В истории города немало крутых поворотов.
В 1853 году в Обдорск на Васильевскую ярмарку приехал сибирский генерал-губернатор, герой Венгерской кампании Христиан Гасфорт. К тому времени созрело «высшее» мнение — Обдорск упразднить. Бравый вояка бегло, но обстоятельно обревизовал полярные владения и объявил обдорскому бомонду:
— Буду ходатайствовать. Перед государем императором.
Гасфорт вошел в местную историю как спаситель Обдорска. Видимо, умел браво аргументировать.
В начале века XX Обдорск все-таки вывели «за штат», и, казалось, бурная жизнь ему уже не грозит. Но прошел ровно 21 год, а он — уже под именем Салехард — стал столицей свежего Ямало-Ненецкого национального округа. Чуть позже ему была уготована — вряд ли порядочная — роль «столицы» ГУЛАГа — стройки Полярсиба от Оби на Енисей и дальше. Еще позже зэков сменили бесшабашные и азартные геологи-нефтеразведчики.
Салехард просвещал неграмотных, учил тундровиков науке оленеводства, ловил и перерабатывал рыбу, осваивал полярное небо, ходил в студеные моря.
Как он позиционирует себя сегодня? Это деловой центр российского ранга — здесь офисы таких серьезных фирм, как «Газпром», «Роснефть», «Сибур». Это культурный центр Ямальского Севера.
И это город для пристойной жизни. Раньше здесь можно было жить, пожалуй, только по двум причинам: исключительно из любви и исключительно по энтузиазму.
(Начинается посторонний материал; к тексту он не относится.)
PR #3626, opened 2024-12-29
small corrections of different importance

DeVikingMark:


StephenButtolph:
Looking through this - I don't think this PR improves the readability of the code. Thanks for opening the PR though.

Сегодня можно просто — жить.
Все для этого есть, и он уже давненько (а построив современный и фешенебельный аэропорт — тем более) избавился от комплекса, что где-то далеко есть «Большая земля». Ямал — по определению — земля небольшая, но по существу — самая Большая земля Севера.
И еще на одну роль явно и недвусмысленно претендует Салехард — город серьезно честолюбивый. Столицей Арктики в России, естественно, считает себя Москва. Так вот, Салехард на этом направлении Москву немного теснит. Ямал — участник многих международных арктических организаций. Губернатор Юрий Неелов — член Высшего Арктического совета, как понимаю, планеты Земля.
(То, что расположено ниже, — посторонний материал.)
PR #3628, opened 2024-12-31
chore(all): mocks generation improved

qdm12:
Happy new year 🎉 🎆 🆕 

## Why this should be merged

💁 This PR is created because of similar PRs created on coreth (https://github.com/ava-labs/coreth/pull/721) and subnet-evm (https://github.com/ava-labs/subnet-evm/pull/1413)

Здесь проходят — и для этого созданы необходимые условия — международные симпозиумы и конференции по циркумполярному развитию, аборигенным народам, проблемам Северного морского пути.
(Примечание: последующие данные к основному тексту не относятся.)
PR #3629, opened 2025-01-02
chore(ci): define Github labels as code with a workflow

qdm12:
## Why this should be merged

Allow to track in source control the Github labels, and to easily migrate Github labels (i.e. renames).
This might be extended to the coreth and subnet-evm repositories in order to add/change labels in a source controlled/reviewable way.

## How this works

New Github workflow `.github/workflows/labels.yml` using `github/labels.yml` as a source for the labels. All the label data was extracted from [this API call](https://api.github.com/repos/ava-labs/avalanchego/labels?per_page=100) to keep it the exact same.

## How this was tested

[Dry run of labeler job on this PR](https://github.com/ava-labs/avalanchego/actions/runs/12581506804/job/35065425531?pr=3629#step:3:125).

No


.github/workflows/labels.yml
```diff
@@ -0,0 +1,24 @@
...
+
+jobs:
+  labeler:
+    permissions:
+      contents: read
+      issues: write
+    runs-on: ubuntu-latest
+    steps:
+      - uses: actions/checkout@v4
+      - uses: crazy-max/ghaction-github-labeler@v5
```
StephenButtolph, line 22: We haven't typically used "less trusted" 3rd parties like this. What are the guarantees around which repository secrets are provided to jobs like this?

StephenButtolph: https://docs.github.com/en/actions/security-for-github-actions/security-guides/using-secrets-in-github-actions#about-secrets

> GitHub Actions can only read a secret if you explicitly include the secret in a workflow.

Seems like it should be fine.

StephenButtolph (approved):

.github/workflows/labels.yml
qdm12: Yep 😉 It may not always had been the case, so good checking!
[crazy-max](https://github.com/crazy-max) does a lot of things in the docker/CI space, you may see his username around again!

PR #3634, opened 2025-01-03
fix LRU sized cache: consistent size at element removal

rrazvan1:
## Why this should be merged
LRU sized cache is using provided **_size_** fn to compute the size of elements when being inserted, or **removed**.

If the LRU size cache is using pointers to structs and the stored element is mutated after insertion in a way that provided _**size**_ fn is returning a different value at removal, the cache will have a corrupted state (more specifically _**currentSize**_ value).

## How this works
Elements hashmap is now using a **_sizedElement_** struct which includes the size, so it is no longer recomputed at the time of removal.

This will give a better performance, but will increase the memory load.

## How this was tested
Old cache unit tests passing + extra unit tests for checking possible wrong size into the cache's state because of element mutation after insertion.

No.


yacovm (approved):

cache/lru_sized_cache.go
```diff
@@ -12,20 +12,28 @@ import (
 
 var _ Cacher[struct{}, any] = (*sizedLRU[struct{}, any])(nil)
 
+// sizedElement is used to store the element + size, so we dont call size fn when removing
+// (and also is solving issues of mutating values after they were inserted,
+// which may alter the size)
```
StephenButtolph, line 17:
```suggestion
// sizedElement is used to store the element with its size, so we don't
// calculate the size multiple times.
//
// This ensures that any inconsistencies returned by the size function can not
// corrupt the cache.
```

StephenButtolph (approved):
super nit cleanup on the comment - rest lgtm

Незабываемая встреча. Международная конференция в Салехардском конгресс-холле. Вижу молодую женщину с люлькой-корзинкой, в корзинке — малыш.
Стефани Микин не просто мама-домохозяйка, она советник по охране окружающей среды Парламента Канады. Так совпало: и на конгрессе в Салехарде надо быть непременно, и маленького Шона не бросишь. В Канаде они к таким деликатным проблемам очень строги. Поехали с Шоном. Сын, кажется, согласился, достойно переносит трансконтинентальное путешествие, активно участвует в работе конференции. По крайней мере, вокруг него всегда народ, всегда шумно и постоянные дискуссии.
Что обсуждают в Салехарде? Тема: Арктический Дом — проблемы устойчивого развития. Стефани считает, что все вместе они обсуждают и проблемы ее сына.
— Мы выясняем, можем ли мы, если не гарантировать, то заложить надежную основу для хорошего будущего его поколению и здесь, в высоких широтах.
Как без Шона?
И все-таки как функциональна и удобна канадская детская люлька-корзинка. Такую я вижу впервые. Человечество долго старалось. Присутствие семинедельного Шона Микина на трансарктическом форуме вписывает Салехард в циркумполярную цивилизацию планеты.
Каждому салехардцу известен Ангальский мыс — высокое красивое местечко над Полуем. Здесь уже много лет ведет археологические раскопки Наталья Федорова из Екатеринбурга — специалист по сибирским древностям. Каждый сезон приносит новые находки. И за каждый сезон Салехард добавляет своей истории. Человек всегда любил эти красивые места. Эти, как минимум, любит 10 тысяч полярных лет.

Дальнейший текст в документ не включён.